## Work to complete
Where the word "fieldAlignment" appears in a line below, copy the whole line.

## Exercise materials

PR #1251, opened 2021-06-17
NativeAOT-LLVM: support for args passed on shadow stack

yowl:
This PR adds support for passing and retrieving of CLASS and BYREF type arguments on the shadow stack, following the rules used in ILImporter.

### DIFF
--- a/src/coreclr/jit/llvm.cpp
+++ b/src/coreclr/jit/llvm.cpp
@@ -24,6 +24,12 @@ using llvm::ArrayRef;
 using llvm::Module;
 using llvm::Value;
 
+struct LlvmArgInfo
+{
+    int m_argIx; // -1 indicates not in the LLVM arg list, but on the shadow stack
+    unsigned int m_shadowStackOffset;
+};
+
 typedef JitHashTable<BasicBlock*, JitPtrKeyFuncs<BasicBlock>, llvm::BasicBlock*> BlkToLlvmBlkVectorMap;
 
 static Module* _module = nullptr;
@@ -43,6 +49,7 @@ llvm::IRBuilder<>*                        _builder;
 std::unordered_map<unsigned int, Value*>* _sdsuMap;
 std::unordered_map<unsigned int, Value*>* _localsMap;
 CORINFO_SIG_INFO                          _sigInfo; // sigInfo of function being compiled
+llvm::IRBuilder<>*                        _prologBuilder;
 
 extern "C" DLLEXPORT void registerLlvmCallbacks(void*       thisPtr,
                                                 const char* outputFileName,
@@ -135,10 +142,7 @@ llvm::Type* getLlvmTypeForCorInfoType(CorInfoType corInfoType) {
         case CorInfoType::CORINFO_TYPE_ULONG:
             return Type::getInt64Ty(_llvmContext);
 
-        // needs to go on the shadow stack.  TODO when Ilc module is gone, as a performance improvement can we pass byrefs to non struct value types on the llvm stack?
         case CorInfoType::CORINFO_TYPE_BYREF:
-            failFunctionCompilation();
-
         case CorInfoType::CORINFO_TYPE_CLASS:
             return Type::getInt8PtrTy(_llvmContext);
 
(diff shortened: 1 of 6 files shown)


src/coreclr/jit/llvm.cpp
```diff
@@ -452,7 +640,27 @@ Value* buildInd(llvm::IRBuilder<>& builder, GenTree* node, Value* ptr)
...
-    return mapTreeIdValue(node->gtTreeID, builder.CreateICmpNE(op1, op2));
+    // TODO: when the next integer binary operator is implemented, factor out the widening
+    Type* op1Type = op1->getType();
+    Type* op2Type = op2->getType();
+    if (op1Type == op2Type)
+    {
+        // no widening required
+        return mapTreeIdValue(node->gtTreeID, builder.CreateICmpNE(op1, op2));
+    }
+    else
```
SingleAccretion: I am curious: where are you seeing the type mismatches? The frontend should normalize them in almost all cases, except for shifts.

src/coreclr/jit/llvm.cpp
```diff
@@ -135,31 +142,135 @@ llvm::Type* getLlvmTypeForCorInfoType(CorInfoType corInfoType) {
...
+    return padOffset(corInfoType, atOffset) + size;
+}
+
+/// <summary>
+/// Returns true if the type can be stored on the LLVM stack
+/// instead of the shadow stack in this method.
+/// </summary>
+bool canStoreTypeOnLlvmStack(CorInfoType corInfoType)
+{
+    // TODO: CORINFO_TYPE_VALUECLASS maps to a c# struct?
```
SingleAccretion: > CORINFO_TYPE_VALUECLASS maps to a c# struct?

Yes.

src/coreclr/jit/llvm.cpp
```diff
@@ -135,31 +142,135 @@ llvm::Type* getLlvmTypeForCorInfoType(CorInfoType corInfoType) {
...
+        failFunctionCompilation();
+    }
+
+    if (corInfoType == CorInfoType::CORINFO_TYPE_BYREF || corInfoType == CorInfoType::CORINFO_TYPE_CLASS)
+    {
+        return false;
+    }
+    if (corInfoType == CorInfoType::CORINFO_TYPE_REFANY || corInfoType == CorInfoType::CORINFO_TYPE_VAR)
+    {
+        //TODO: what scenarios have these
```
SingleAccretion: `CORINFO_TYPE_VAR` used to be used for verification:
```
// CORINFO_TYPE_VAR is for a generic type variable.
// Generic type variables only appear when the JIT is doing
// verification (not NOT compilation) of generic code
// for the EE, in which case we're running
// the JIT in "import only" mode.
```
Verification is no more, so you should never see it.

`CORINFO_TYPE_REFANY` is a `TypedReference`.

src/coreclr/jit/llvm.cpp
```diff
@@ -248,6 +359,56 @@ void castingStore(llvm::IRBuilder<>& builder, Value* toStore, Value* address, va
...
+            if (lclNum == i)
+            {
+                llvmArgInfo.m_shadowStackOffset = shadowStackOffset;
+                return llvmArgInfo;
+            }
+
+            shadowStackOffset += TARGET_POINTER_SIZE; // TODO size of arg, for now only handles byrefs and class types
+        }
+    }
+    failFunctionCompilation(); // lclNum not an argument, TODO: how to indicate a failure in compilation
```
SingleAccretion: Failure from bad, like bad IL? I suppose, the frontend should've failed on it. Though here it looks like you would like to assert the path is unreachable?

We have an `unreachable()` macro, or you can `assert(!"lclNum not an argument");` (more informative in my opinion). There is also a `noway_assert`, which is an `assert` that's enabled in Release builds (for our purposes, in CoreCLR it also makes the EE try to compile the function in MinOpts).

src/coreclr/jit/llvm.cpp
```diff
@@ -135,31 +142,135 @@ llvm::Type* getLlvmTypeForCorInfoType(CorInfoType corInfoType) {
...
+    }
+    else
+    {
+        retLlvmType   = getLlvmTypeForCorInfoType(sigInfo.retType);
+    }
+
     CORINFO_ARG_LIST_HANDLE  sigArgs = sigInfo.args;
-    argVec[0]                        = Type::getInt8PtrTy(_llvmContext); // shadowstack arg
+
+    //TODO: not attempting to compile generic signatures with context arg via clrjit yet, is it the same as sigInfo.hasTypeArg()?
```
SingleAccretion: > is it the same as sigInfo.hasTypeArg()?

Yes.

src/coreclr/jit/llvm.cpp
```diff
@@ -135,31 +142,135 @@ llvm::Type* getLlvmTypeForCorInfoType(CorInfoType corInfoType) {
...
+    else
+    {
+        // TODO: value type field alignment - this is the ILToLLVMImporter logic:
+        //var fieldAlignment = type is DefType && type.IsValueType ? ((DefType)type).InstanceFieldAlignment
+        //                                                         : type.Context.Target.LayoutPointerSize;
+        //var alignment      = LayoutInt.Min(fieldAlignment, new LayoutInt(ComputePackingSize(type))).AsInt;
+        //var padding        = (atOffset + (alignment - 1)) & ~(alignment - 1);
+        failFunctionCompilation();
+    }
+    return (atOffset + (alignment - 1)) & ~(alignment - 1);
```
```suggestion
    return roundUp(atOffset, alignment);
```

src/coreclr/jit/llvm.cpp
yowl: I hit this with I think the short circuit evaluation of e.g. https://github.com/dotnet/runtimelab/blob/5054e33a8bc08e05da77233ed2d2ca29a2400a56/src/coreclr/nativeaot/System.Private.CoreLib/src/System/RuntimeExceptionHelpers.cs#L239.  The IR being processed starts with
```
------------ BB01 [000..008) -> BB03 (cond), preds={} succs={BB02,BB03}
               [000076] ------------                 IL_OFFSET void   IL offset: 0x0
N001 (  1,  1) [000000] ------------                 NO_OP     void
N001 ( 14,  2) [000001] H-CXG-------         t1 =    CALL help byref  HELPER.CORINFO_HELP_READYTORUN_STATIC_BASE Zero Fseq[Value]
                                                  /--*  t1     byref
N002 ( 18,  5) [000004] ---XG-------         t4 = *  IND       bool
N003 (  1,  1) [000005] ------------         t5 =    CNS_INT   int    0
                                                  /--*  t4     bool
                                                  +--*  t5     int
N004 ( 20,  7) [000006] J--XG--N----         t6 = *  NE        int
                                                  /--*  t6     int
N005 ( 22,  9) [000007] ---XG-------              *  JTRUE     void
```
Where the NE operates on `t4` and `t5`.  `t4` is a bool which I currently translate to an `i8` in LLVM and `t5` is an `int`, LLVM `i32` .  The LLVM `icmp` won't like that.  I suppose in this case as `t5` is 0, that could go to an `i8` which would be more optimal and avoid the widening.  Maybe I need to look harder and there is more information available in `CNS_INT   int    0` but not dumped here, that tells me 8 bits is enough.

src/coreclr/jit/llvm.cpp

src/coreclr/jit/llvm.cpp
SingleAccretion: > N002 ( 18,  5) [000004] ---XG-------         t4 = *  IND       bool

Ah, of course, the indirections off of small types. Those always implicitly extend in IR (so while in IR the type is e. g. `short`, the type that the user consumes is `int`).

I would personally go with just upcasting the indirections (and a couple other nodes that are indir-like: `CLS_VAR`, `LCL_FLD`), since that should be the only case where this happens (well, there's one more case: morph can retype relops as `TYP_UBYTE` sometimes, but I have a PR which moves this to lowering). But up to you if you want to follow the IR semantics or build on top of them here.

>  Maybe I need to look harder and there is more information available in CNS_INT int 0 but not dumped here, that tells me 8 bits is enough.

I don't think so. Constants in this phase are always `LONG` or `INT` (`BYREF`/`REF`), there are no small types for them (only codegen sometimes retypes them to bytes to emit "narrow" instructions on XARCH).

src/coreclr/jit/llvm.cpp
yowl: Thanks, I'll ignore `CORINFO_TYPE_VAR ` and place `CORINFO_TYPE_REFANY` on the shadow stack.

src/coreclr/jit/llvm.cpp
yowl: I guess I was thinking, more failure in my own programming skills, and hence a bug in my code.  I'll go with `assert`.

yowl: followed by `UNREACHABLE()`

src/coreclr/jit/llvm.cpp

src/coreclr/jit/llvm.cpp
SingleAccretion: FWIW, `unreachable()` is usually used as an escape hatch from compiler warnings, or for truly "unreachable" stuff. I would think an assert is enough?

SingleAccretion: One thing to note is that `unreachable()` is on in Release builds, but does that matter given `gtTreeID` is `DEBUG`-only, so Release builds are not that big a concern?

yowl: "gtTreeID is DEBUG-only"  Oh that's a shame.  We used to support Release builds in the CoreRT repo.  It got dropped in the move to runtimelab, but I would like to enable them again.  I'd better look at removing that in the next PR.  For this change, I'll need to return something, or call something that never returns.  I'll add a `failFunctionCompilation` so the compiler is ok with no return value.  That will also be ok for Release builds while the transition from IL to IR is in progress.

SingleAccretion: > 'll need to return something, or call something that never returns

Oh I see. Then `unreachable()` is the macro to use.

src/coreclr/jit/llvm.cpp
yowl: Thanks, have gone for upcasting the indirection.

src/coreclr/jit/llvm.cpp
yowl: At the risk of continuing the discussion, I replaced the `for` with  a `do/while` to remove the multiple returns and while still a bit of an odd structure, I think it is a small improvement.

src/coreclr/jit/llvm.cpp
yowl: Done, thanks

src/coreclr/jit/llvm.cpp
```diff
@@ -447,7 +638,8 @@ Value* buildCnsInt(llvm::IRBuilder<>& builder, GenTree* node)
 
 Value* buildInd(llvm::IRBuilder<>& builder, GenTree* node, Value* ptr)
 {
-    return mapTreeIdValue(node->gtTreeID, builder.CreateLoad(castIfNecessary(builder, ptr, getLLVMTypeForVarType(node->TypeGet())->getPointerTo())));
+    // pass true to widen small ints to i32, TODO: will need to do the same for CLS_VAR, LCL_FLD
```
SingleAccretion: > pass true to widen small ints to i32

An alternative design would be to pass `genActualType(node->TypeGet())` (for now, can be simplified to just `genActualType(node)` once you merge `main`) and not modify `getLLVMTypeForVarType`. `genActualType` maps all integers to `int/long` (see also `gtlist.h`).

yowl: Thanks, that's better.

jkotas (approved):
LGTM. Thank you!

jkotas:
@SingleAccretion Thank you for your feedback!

## Final answer
+        //var fieldAlignment = type is DefType && type.IsValueType ? ((DefType)type).InstanceFieldAlignment
+        //var alignment      = LayoutInt.Min(fieldAlignment, new LayoutInt(ComputePackingSize(type))).AsInt;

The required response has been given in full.